Latent Superconductivity in doped manganites

TL;DR

This paper predicts a latent high-temperature d-wave spin triplet superconductivity in doped manganites, explained by orbital degrees of freedom, and accounts for various experimental anomalies.

Contribution

It introduces the concept of latent orbital-driven superconductivity in doped manganites, providing a theoretical framework for observed low-temperature anomalies.

Findings

Prediction of latent d-wave spin triplet superconductivity

Explanation of pseudogaps and proximity effects in manganites

Identification of orbital degrees of freedom enabling superconductivity

Abstract

We analyze effective Hamiltonian of ferromagnetic half metal phase of doped manganites and find a latent d-wave spin triplet superconductivity. Spin triplet state for a d-wave pair is enabled by orbital degrees of freedom.

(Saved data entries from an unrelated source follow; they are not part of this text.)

Issue #35, opened 2023-12-27
Killing enemies / player and combat end


Turtyo:
## Feature Description

Make it so that reducing enemies to 0HP removes them from combat. Killing all enemies ends the combat.
Killing the player ends the combat.

## Motivation

Well... We need to make progress at one point and being stuck in the first combat because enemies want to chat while at 0HP doesn't seem like a good thing.

## Acceptance Criteria

[Define the criteria that need to be met for this feature to be considered complete.]

- Killing an enemy removes it from the list of enemies
- Killing all enemies ends the combat
- Killing the player ends the combat

## Proposed Solution

We need to check after every attack (and maybe even after every effect, but that part depends on how we want to do things, this is more a game design thing) if an enemy is at 0HP or less. Same for the player.
If he is, remove him from the combat and the list of enemies. If the list of enemies is empty, combat ends. We don't have anything to do after for now, but we can imagine having a **state machine to go between the different possibilities**. For now the state machine can just be a loop of combats, and we will add more states as the development goes on. This is at least good to test that the gameplay loop works correctly (no bug between combats like badly initialized enemies, keeping stats from previous combat, etc...)

## Additional Context

The enemies wanted to chat a bit longer... 
![image](https://github.com/Saplings-Projects/1M_sub/assets/49365680/81eb99c7-c2ba-4dce-b715-524987aab02f)
Almost wanted to qualify this one as a bug but technically we just never talked about this part. I added some context as a TODO list at the end of `Battler.gd` so someone that takes this can refer to that for later.

cheesefrycook:
Maybe we can check for the health depleting to zero in `Battler` since it has the list of enemies. From there we could send a signal to a global AutoLoad `SceneController` that handles whatever to do next. For now the `SceneController` could just reload `TestingScene` to confirm it works, but later on we could have the state machine as mentioned. Something like:
- Player death: show player death screen. Return to main menu when you click Next
- Enemies dead: show rewards screen. When rewards are collected, transition to map screen

Might also be good to add a new phase to `PhaseManager` called `GAME_OVER` that disables any combat interactions.

Turtyo:
Yes i was thinking something like that. I need to push my changes to battler now that i'm back. So that we are working too much on battler at the same time with @Tomzkk

Tomzkk:
I took a break from working on this waiting on that PR you mentioned before. @Turtyo 

[...]

PR #43, opened 2024-01-09
Use an object to store modifiers associated with a type of card / item effect

### LINKED ISSUE #4: Make stats changes related to character instead of calculating them at attack time
**Is your feature request related to a problem? Please describe.**
Currently (as of [this PR](https://github.com/Saplings-Projects/1M_sub/pull/1), the modified stats of a character are calculated inside the attack function by returning a modified version of the stats. This doesn't feel right for several reasons:
- Stats are calculated inside HealthComponent.gd which is an unusual place to find it.
- Stats are calculated by a function which is here to deal damage to characters, this is not a good place for it.
- Stats are calculated by returning a copy of the stats to not modify them. This is the only variable that is not modified and a copy of it is made instead.

**Describe the solution you'd like**
It would be good to have the stats change be calculated in StatsComponent.gd instead of HealthComponent.gd
This implementation would have buffs with an `on_application` and a `on_removal`, which would trigger the modification of stats once a buff is applied or expires.

**Additional context**
Discussed in [this comment](https://github.com/Saplings-Projects/1M_sub/pull/1#discussion_r1412389425)

### LINKED ISSUE #7: Use an object to store modifiers associated with a type of card / item effect

Turtyo:
# Description

This PR reworks the stat system to use a central dictionary for each entity, to hold their stats.

## Related issue(s)

Closes #7 
Closes #4 (I think ?)

## List of changes

- Added the `StatModifiers` class, this is the most basic element for stats
- Added the `StatDictBase` class, it is a dictionary of `StatModifiers`, with all possible modifiers (those will be moved to a global file later)
- Added an offense and defense dictionary to `EntityStats`
- Updated the functions to take stats into account
- Updated the Battler
- Updated Effects to take stats into account

## Tests

- Test `Strength`, `Weakness`, `Vulnerability`, `Buff_Poison_Duration` and mix of those
- Test removing status
- Test reset of temporary stats


Turtyo:
And tests are not passing because I didn't update the status properly yet

Cards/Effects/EffectBase.gd
```diff
@@ -13,4 +13,20 @@ func build_target_list(target: Entity) -> Array[Entity]:
 
 # To be called by child classes through apply_effect. But since there might be multiple effects that need it, it's available in the parent class
 func _apply_status(status: StatusBase, caster: Entity, target: Entity) -> void:
-    target.get_status_component().add_status(status, caster)
\ No newline at end of file
+    target.get_status_component().add_status(status, caster)
+
+func calculate_value(name: String, caster: Entity, target: Entity, value: int) -> int:
```
Tysterman74, line 18: using a String for "draw" and "damage" feels a bit too loose. Maybe adding an enum of like `CardType` maybe better for readability?

Cards/Effects/EffectDraw.gd
```diff
@@ -3,4 +3,5 @@ class_name EffectDraw extends EffectBase
 # @Override
 @warning_ignore("unused_parameter")
```
Tysterman74, line 4: We can remove this suppression, it looks like you're using all parameters.

Cards/Effects/EffectDamage.gd
```diff
@@ -3,10 +3,12 @@ class_name EffectDamage extends EffectBase
 # @Override
 func apply_effect(caster: Entity, target: Entity, value: int) -> void:
 	var target_damage_data: DealDamageData = DealDamageData.new()
-	target_damage_data.damage = value
-	target_damage_data.caster = caster
+	# calculate modified damage given caster and target stats
+
+	target_damage_data.damage = calculate_value("damage",caster, target, value)
+	target_damage_data.caster = caster # is this useful now that we calculate the stats before anyway ?
```
Tysterman74, line 9: I don't think we need `DealDamageData` any do we? We have access to the health via the Entity object, and since we make different Effects that does unique things EffectDamage should have the logic to subtract the health.

Cards/Effects/EffectBase.gd
Turtyo: I totally agree, i was thinking the same when i was writing it.

The reason for this is that in my dictionary of possible modifiers, it's (String, Data), so I need to use strings (and an enum is int). So i'm not exactly sure, I guess I could maybe change the possible modifiers to be from an enum instead, this'll probably be the best.

Cards/Effects/EffectDamage.gd
Turtyo: Yeah I was thinking the same. Just wanted to make sure. `DealDamageData` was useful when some logic was left to the `deal_damage` function, but now it's treated as any other effect.

Turtyo: Maybe this should be done at another time ? because there are a lot of places that have `DealDamageData` (like the tests for example).
On the other hand, the more we wait, the more things are built on type of it and the more changes will need to be made.

Turtyo:
Just realized that the `on_apply` function might need some changes actually

Turtyo:
I still have some more tests to add (and probably some debugging to do as a result), because i didn't test the remove and reset functions properly yet
Also note that this is only GUT tests, I haven't actually "played" the game to see if it works. The reason for that is that I thought adding a little issue to add effects that apply status might be good if someone wants to take a look at the current state of Effects/Status/Stats but don't want something too big to do.

Turtyo:
Also using an enum is nice when you write what type of stat you want to change in the code (because it's just `something_something.damage` for example). But for debugging it's actually a pain, because when you look at the stack it will show you the value associated to the name instead of the name, so i need to remember that 0 is damage, 1 is poison, 2 is draw etc...)
idk if there is a way to have the name shown when debugging, but that would be helpful

Cards/Effects/EffectDamage.gd
Tysterman74: I'll let you make the final say if you want to refactor this out now or not! If we don't let's make an issue to clean this up.

Tysterman74 (changes requested):

Cards/Effects/EffectDamage.gd
Turtyo: I think it's out of the scope of the PR, because I need to modify more than stats and status
I might take said issue myself, but I will make an issue for it i think

Cards/Effects/EffectBase.gd
```diff
@@ -3,14 +3,30 @@ class_name EffectBase extends Resource
...
-    return [target]
+	return [target]
 
 # To be called by child classes through apply_effect. But since there might be multiple effects that need it, it's available in the parent class
 func _apply_status(status: StatusBase, caster: Entity, target: Entity) -> void:
-    target.get_status_component().add_status(status, caster)
\ No newline at end of file
+	target.get_status_component().add_status(status, caster)
+
+static func calculate_value_modified_by_stats(enum_name: int, caster: Entity, target: Entity, value: int) -> int:
```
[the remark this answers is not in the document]
Turtyo: can you have an enum as type ?

Entity/Components/Stats/EntityStats.gd
```diff
@@ -0,0 +1,61 @@
...
+
+	return ceil(modified_value)
+
+func _calculate_modified_value_defense(enum_name: int, base_value: int) -> int:
+	var modified_value: int = base_value
+	var modifier: Dictionary = defense_modifier_dict.stat_dict[enum_name].modifiers
+	modified_value -= modifier["temporary_add"]
+	modified_value -= modifier["permanent_add"]
+	modified_value /= modifier["temporary_multiply"]
+	modified_value /= modifier["permanent_multiply"]
```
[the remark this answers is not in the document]
Turtyo: you are write, I should even update it in the `StatModifiersBase` then

Entity/Components/Stats/StatModifiers.gd
```diff
@@ -0,0 +1,32 @@
...
+
+func reset_temp_to_default() -> void:
+	modifiers["temporary_add"] = 0
+	modifiers["temporary_multiply"] = 1
+
+func change_modifier(new_modification: StatModifiers) -> void:
+	modifiers["permanent_add"] += new_modification.modifiers["permanent_add"]
+	modifiers["permanent_multiply"] *= new_modification.modifiers["permanent_multiply"]
+	modifiers["temporary_add"] += new_modification.modifiers["temporary_add"]
+	modifiers["temporary_multiply"] *= new_modification.modifiers["temporary_multiply"]
```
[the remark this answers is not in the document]
Turtyo: yes I was thinking that
we don't have a global var file for now because it's in the PR for map generation, but actually I should create one here following the same syntax

Turtyo:
Apart from the things you pointed out in your review @Tysterman74 I have a few other problems with the state of the code as is, and I would like your opinion on this:
- The functions name are confusing, and a lot of them do similar things. You have `change_stat`, `change_modifier_of_given_name`, `change_modifier`, `_modify_stats_with_status, `calculate_value_modified_by_stats`, `calculate_modified_value`; Even I lose myself because the functions are in different files and I don't always remember where each function is, because it's not always clear what they do. I think I should change the names and also moves them to other files (for example there is a function to calculate stat modifications in `EffectBase`, that will probably move)
- Generally speaking, I find the structure that I built a bit confusing, not sure if that's only due to the functions, but it's not really easy to understand what everything does

Entity/Components/StatusComponent.gd
```diff
@@ -3,34 +3,49 @@ class_name StatusComponent
 ## Applies status to the entity and holds a list of current status.
 
 
-var current_status: Array[StatusBase]
+var current_on_turn_start_status: Array[StatusBase] = []
+var current_on_apply_status: Array[StatusBase] = []
```
cheesefrycook, line 7: What's the purpose of splitting these arrays? Could we just assume that any status could do both of these and call the functions for all of them?

Entity/Components/Stats/StatModifiers.gd
```diff
@@ -0,0 +1,32 @@
+class_name StatModifiers extends Resource
+
+var modifiers: Dictionary = {}
+
```
cheesefrycook, line 4: So just to confirm my understanding of the design here:
- temporary = lasts until combat end
- permanent = buffs your character permanently
So I'm guessing the idea behind permanent buffs is you get them from stuff like artifacts that last for the entire run?

Status/Debuffs/Debuff_Vulnerability.gd
```diff
@@ -3,6 +3,14 @@ class_name Debuff_Vulnerability
...
+	is_stat_modification = true
+	is_on_apply = true
+	modifier_name = StatDictBase.POSSIBLE_MODIFIER_NAMES.damage
+
+# @Override
+func init_status(in_caster: Entity, in_target: Entity) -> void:
+	status_caster = in_caster
+	status_target = in_target
+	targeted_modifier_dict = in_target.get_stat_component().get_stats().defense_modifier_dict
+
```
cheesefrycook, line 16: Maybe instead of having the `is_stat_modification` and `is_on_apply` flags, we can override `on_apply` in any of these stat modifying statuses and call `_modify_stats_with_status` from the parent

cheesefrycook: I suppose you would have to override `on_remove` as well, to make sure the stat change is removed

Entity/Components/Stats/EntityStats.gd
```diff
@@ -0,0 +1,61 @@
...
+## We can increase these stats with buffs, items, or equipment. We shouldn't modify the stats
+## directly, but instead create a modified version of the stats whenever we need them. This is so
+## we don't have to worry about reverting the state of the stats whenever the buff/item/equipment
+## is removed. See get_modified_stats on BuffBase for an example.
+
+## The previous statement will probably change, since we want to modify stats at runtime and we revert the changes when effects are removed.
+
+var modification_count: int = 0
+var offense_modifier_dict: StatDictBase = null
+var defense_modifier_dict: StatDictBase = null
```
cheesefrycook, line 15: So `offense_modifier_dict` is what we modify for buffs/debuffs that increase/decrease offensive power, while `defense_modifier_dict` is what we modify for buffs/debuffs that increase/decrease defensive power?

How does a buff like `draw 2 more cards` fit into one of these two dictionaries?

Entity/Components/Stats/EntityStats.gd
```diff
@@ -0,0 +1,61 @@
...
+	modifier_dict.change_modifier_of_given_name(enum_name, new_modification)
+	modification_count += 1
+
+func _calculate_modified_value_offense(enum_name: int, base_value: int) -> int:
+	var modified_value: int = base_value
+	var modifier: Dictionary = offense_modifier_dict.stat_dict[enum_name].modifiers
+	modified_value += modifier["temporary_add"]
+	modified_value += modifier["permanent_add"]
+	modified_value *= modifier["temporary_multiply"]
+	modified_value *= modifier["permanent_multiply"]
```
cheesefrycook, line 40: Does order of operations come into play here?

Entity/Components/StatusComponent.gd
Turtyo: The idea behind splitting is that at the start of the turn, you can do one loop on the turn_start array, apply the effect and reduce by one the duration, and one more loop on the apply_status to just decrease the duration
This allows to not have to check if each status is on_apply. But this was before I even made the `on_apply` boolean for each status. In the current structure, we could totally have a single status_array and check for each status if they have an effect at_turn_start (might need to add a boolean for that though).

The current structure has one flaw, it doesn't allow effects to both have an effect on apply and at turn start, but I didn't find an effect that did such thing (i'm not sure if poison counts ? because technically it's the effect that adds poison stacks, not the status itself that adds poison stacks on apply, and thus it would just be a turn_start status ?)

Entity/Components/Stats/StatModifiers.gd
Turtyo: Exactly. Not to say you can't lose the buff (for example if you lose the object for whatever reason), but as you can see in the reset function, I only reset the temporary modifiers.

Status/Debuffs/Debuff_Vulnerability.gd
Turtyo: I'm not sure to see right now, i'll check the code in more details later

Entity/Components/Stats/EntityStats.gd
Turtyo: It will be stored in the offense dictionary.
The reason is that the value modified by stats (whatever the effect and the stats) is calculated like that:
`base_value + caster_attack_stat - target_defense_stat`
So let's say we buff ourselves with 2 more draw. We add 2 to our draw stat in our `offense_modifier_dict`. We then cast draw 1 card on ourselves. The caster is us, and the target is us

This high Tc superconductivity is, however, kept dormant by some intrinsic strong cooper pair breaking processes. Low T anomalies such as i) long distance superconducting proximity effects into manganites, ii) pseudogaps in tunneling, ARPES and iii) nodal quasi particles and absence of bilayer splitting in ARPES in bilayer manganite get natural and qualitative explanation. Some consequences of our orbital pairing superconductivity are pointed out.